## WHAT TO PRODUCE
The material below contains a line with "KONG_NGINX_MODULE $(KONG_SOURCE_LOCATION)/.requirements |" and a line with "RESTY_WEBSOCKET $(KONG_SOURCE_LOCATION)/.requirements |". Copy exactly those two lines and all lines between them.

## SOURCE INFORMATION

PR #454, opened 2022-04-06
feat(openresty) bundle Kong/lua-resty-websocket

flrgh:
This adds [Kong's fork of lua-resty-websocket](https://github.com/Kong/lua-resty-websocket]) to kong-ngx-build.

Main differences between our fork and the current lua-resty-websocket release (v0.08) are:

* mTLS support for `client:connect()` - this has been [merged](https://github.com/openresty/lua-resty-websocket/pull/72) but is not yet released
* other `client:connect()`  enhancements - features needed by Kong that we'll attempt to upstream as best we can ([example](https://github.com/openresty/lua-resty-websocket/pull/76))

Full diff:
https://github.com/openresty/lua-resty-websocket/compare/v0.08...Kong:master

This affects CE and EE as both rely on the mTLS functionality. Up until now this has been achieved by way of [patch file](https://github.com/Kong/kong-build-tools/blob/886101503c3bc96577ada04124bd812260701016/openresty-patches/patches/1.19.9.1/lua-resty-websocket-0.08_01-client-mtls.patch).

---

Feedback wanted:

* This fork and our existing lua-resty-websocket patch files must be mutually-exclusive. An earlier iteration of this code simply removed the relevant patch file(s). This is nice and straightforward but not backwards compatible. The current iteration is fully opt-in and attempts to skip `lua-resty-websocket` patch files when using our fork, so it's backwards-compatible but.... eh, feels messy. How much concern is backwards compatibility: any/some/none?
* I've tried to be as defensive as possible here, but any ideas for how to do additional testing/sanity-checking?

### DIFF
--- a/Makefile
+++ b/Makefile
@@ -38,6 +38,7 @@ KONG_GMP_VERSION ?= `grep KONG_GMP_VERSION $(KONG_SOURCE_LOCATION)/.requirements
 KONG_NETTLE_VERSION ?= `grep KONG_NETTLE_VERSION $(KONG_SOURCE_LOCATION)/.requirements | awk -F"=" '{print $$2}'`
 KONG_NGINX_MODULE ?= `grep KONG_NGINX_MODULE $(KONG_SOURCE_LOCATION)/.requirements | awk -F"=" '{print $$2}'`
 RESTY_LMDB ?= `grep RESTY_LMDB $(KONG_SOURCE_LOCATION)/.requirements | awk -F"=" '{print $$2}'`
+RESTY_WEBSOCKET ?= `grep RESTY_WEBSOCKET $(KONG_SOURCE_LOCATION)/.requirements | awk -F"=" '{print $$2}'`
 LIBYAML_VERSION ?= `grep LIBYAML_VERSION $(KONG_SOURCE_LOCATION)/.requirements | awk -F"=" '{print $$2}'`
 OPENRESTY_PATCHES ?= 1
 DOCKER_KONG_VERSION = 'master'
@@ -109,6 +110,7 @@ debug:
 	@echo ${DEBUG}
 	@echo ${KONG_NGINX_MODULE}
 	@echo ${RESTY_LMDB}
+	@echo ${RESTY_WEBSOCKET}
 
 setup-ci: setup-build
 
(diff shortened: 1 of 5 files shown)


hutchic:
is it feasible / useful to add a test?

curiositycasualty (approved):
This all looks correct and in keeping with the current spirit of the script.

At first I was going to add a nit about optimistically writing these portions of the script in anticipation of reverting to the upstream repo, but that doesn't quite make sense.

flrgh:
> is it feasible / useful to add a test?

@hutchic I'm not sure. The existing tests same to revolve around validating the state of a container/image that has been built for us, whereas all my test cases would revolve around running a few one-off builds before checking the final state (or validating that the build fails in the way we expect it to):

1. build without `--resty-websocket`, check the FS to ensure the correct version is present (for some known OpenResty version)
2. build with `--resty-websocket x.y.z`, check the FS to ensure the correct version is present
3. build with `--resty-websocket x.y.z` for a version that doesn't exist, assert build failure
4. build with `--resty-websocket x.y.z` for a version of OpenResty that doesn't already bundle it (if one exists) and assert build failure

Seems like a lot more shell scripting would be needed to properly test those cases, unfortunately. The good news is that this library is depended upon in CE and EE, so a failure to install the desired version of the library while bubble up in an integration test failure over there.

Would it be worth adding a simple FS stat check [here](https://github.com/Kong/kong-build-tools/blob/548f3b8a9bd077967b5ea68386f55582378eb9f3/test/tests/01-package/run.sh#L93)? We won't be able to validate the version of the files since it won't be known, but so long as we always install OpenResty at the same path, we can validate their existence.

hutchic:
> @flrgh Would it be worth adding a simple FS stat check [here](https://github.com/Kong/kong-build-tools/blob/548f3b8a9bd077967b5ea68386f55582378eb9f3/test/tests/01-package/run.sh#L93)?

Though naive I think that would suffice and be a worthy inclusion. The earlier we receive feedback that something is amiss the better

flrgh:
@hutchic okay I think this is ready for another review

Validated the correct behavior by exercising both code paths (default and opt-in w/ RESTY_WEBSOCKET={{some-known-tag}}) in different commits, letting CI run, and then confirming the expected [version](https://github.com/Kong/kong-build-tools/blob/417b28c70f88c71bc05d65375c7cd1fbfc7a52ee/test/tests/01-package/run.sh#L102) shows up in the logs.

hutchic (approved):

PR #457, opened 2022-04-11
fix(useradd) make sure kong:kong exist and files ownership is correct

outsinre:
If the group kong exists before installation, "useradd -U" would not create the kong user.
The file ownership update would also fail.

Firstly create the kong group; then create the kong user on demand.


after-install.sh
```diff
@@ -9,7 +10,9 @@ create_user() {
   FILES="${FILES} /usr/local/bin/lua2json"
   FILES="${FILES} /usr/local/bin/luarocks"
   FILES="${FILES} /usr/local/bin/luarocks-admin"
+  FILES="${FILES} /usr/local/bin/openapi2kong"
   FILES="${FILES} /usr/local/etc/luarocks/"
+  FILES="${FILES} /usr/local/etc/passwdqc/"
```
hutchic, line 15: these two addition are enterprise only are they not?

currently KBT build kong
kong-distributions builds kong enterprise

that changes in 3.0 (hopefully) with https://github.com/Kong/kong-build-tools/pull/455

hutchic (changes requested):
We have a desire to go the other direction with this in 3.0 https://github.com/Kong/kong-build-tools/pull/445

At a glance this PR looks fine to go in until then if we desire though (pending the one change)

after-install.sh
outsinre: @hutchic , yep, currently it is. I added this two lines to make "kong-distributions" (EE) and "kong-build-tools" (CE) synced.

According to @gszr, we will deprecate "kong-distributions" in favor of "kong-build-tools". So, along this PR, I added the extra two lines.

## YOUR SOLUTION
 KONG_NGINX_MODULE ?= `grep KONG_NGINX_MODULE $(KONG_SOURCE_LOCATION)/.requirements | awk -F"=" '{print $$2}'`
 RESTY_LMDB ?= `grep RESTY_LMDB $(KONG_SOURCE_LOCATION)/.requirements | awk -F"=" '{print $$2}'`
+RESTY_WEBSOCKET ?= `grep RESTY_WEBSOCKET $(KONG_SOURCE_LOCATION)/.requirements | awk -F"=" '{print $$2}'`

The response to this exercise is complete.